BMC Neuroscience 2013, 14:108  doi:10.1186/1471-2202-14-108

Published: 1 October 2013



Posttranslational modifications of beta amyloid (Aβ) have been shown to affect its biophysical and neurophysiological properties. One of these modifications is N-terminal pyroglutamate (pE) formation. Enzymatic glutaminyl cyclase (QC) activity catalyzes cyclization of truncated Aβ(3-x), generating pE3-Aβ. Compared to unmodified Aβ, pE3-Aβ is more hydrophobic and neurotoxic. In addition, it accelerates aggregation of other Aβ species. To directly investigate pE3-Aβ formation and toxicity in vivo, transgenic (tg) ETNA (E at the truncated N-terminus of Aβ) mice expressing truncated human Aβ(3–42) were generated and comprehensively characterized. To further investigate the role of QC in pE3-Aβ formation in vivo, ETNA mice were intercrossed with tg mice overexpressing human QC (hQC) to generate double tg ETNA-hQC mice.
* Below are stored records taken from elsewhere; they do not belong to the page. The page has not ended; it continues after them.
PR #28, opened 2020-10-28
tickets/DM-27208

fred3m:
Add columns to make it easier to cross check meas_deblender and meas_extensions_scarlet.

### DIFF
--- a/python/lsst/meas/extensions/scarlet/scarletDeblendTask.py
+++ b/python/lsst/meas/extensions/scarlet/scarletDeblendTask.py
@@ -762,9 +762,9 @@ class ScarletDeblendTask(pipeBase.Task):
         source.set(self.runtimeKey, 0)
         # Set the center of the parent
         bbox = fp.getBBox()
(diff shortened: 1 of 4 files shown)


taranu (approved):

python/lsst/meas/extensions/scarlet/scarletDeblendTask.py
```diff
@@ -592,10 +596,16 @@ def deblend(self, mExposure, sources):
                 self._skipParent(src, mask)
                 self.log.trace('Parent %i: skipping masked footprint', int(src.getId()))
                 continue
-            if len(peaks) > self.config.maxNumberOfPeaks:
+            if self.config.maxNumberOfPeaks > 0 and len(peaks) > self.config.maxNumberOfPeaks:
```
taranu, line 599: It doesn't particularly matter much but you could store this value before the loop rather than checking every time, or simply set maxNumberOfPeaks to np.inf if it's zero.

PR #33, opened 2021-02-05
DM-28542: Implement RFC-750

fred3m:
The deblend_parentNPeaks column was never updated, and there was no deblend_parentNChild column to keep track of the number of children actually deblended from a parent. So this PR fixes those erroneous columns.

### DIFF
--- a/python/lsst/meas/extensions/scarlet/scarletDeblendTask.py
+++ b/python/lsst/meas/extensions/scarlet/scarletDeblendTask.py
@@ -525,6 +525,9 @@ class ScarletDeblendTask(pipeBase.Task):
         self.parentNPeaksKey = schema.addField("deblend_parentNPeaks", type=np.int32,
                                                doc="Same as deblend_n_peaks, but the number of peaks "
                                                    "in the parent footprint")
+        self.parentNChildKey = schema.addField("deblend_parentNChild", type=np.int32,
+                                               doc="Same as deblend_nChild, but the number of "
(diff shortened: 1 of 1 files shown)


python/lsst/meas/extensions/scarlet/scarletDeblendTask.py
```diff
@@ -525,6 +537,9 @@ def _addSchemaKeys(self, schema):
         self.parentNPeaksKey = schema.addField("deblend_parentNPeaks", type=np.int32,
                                                doc="Same as deblend_n_peaks, but the number of peaks "
                                                    "in the parent footprint")
+        self.parentNChildKey = schema.addField("deblend_parentNChild", type=np.int32,
+                                               doc="Same as deblend_nChild, but the number of "
+                                                   "deblended children from the parent footprint")
```
laurenam: I get the point of drawing an analogy to `deblend_nChild`, but perhaps it would be better to leave that as an afterthought as opposed to the lead-in (especially given how far up one has to look to find the doc for `deblend_nChild`)?  To fill in the blank, it does read rather strange to me:
"Same as "Number of children this object has (defaults to 0)", but the number of deblended children from the parent footprint"

laurenam:
In principle, this PR should be titled (https://developer.lsst.io/work/flow.html#make-a-pull-request):
DM-28542: Implement RFC-750

laurenam (approved):

PR #37, opened 2021-02-24
DM-28947: Add option to optionally set spectra init

fred3m:


python/lsst/meas/extensions/scarlet/scarletDeblendTask.py
```diff
@@ -240,6 +240,15 @@ def deblend(mExposure, footprint, config):
...
     centers = [np.array([peak.getIy()-ymin, peak.getIx()-xmin], dtype=int) for peak in footprint.peaks]
 
+    # Choose whether or not to use the improved spectral initialization
+    if config.setSpectra:
+        if config.maxSpectrumCutoff == -1:
+            spectrumInit = True
+        else:
+            spectrumInit = len(centers) * bbox.getArea() < config.maxSpectrumCutoff
+    else:
+        spectrumInit = config.setSpectra
```
erykoff: I think in this case this is always `False`, right?  I think it should just be set to `False`.

python/lsst/meas/extensions/scarlet/scarletDeblendTask.py
```diff
@@ -240,6 +240,15 @@ def deblend(mExposure, footprint, config):
     ymin = bbox.getMinY()
     centers = [np.array([peak.getIy()-ymin, peak.getIx()-xmin], dtype=int) for peak in footprint.peaks]
 
+    # Choose whether or not to use the improved spectral initialization
+    if config.setSpectra:
+        if config.maxSpectrumCutoff == -1:
```
erykoff: Would it be simpler here (and below) to say that anything `<= 0` turns this off?

erykoff (approved):
A couple of minor comments that I think will make it a bit easier to read/use.

python/lsst/meas/extensions/scarlet/scarletDeblendTask.py
fred3m: Yes. Originally I tried to use `True` to always use `setSpectra`, `False` to never use it, and `None` to check `maxSpectrumCutoff`, but the stack won't let me use `None` as the default for a `bool` (which makes sense, but :( ).

erykoff:
One more thing: the title of the PR has a typo.

PR #40, opened 2021-04-08
DM-29633: Fix log level issues with scarlet and proxmin

fred3m:


python/lsst/meas/extensions/scarlet/scarletDeblendTask.py
```diff
@@ -40,19 +40,14 @@
...
-scarletInitLogger.setLevel(logging.ERROR)
-scarletSourceLogger.setLevel(logging.ERROR)
+# Scarlet and proxmin have a different definition of log levels than the stack,
+# so even "warnings" occur far more often than we would like.
+# So for now we only display scarlet and proxmin errors, as all other
+# scarlet outputs would be considered "TRACE" by our standards.
+scarletLogger = logging.getLogger("scarlet")
+scarletLogger.setLevel(logging.ERROR)
+proxminLogger = logging.getLogger("proxmin")
+proxminLogger.setLevel(logging.ERROR)
```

Expression of truncated Aβ(3–42) was detected mainly in the lateral striatum of ETNA mice, leading to progressive accumulation of pE3-Aβ. This ultimately resulted in astrocytosis, loss of DARPP-32 immunoreactivity, and neuronal loss at the sites of pE3-Aβ formation. Neuropathology in ETNA mice was associated with behavioral alterations. In particular, hyperactivity and impaired acoustic sensorimotor gating were detected. Double tg ETNA-hQC mice showed similar Aβ levels and expression sites, while pE3-Aβ were significantly increased, entailing increased astrocytosis and neuronal loss.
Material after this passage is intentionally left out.